## [Work instruction]
Please filter the entries for the word "apple" and copy every line that has it.

## [Stored data]
++++++++

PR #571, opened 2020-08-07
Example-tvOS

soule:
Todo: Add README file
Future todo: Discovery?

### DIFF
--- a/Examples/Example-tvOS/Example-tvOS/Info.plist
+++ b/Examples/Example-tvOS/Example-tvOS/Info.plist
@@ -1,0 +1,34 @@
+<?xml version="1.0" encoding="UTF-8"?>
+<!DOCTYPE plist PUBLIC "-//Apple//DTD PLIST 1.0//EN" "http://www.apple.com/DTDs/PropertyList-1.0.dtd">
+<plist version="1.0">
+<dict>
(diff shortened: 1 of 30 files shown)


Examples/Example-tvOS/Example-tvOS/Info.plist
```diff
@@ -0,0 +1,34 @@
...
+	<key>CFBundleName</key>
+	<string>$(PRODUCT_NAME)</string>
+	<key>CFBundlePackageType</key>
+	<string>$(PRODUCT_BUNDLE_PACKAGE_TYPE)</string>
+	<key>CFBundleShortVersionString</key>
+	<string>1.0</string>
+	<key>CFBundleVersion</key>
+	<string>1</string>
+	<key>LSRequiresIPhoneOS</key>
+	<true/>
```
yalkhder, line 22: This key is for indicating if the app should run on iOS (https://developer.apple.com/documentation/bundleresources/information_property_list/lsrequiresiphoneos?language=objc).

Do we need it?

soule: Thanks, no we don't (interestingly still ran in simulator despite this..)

++++++++

## [Solution for this task]
+<!DOCTYPE plist PUBLIC "-//Apple//DTD PLIST 1.0//EN" "http://www.apple.com/DTDs/PropertyList-1.0.dtd">
yalkhder, line 22: This key is for indicating if the app should run on iOS (https://developer.apple.com/documentation/bundleresources/information_property_list/lsrequiresiphoneos?language=objc).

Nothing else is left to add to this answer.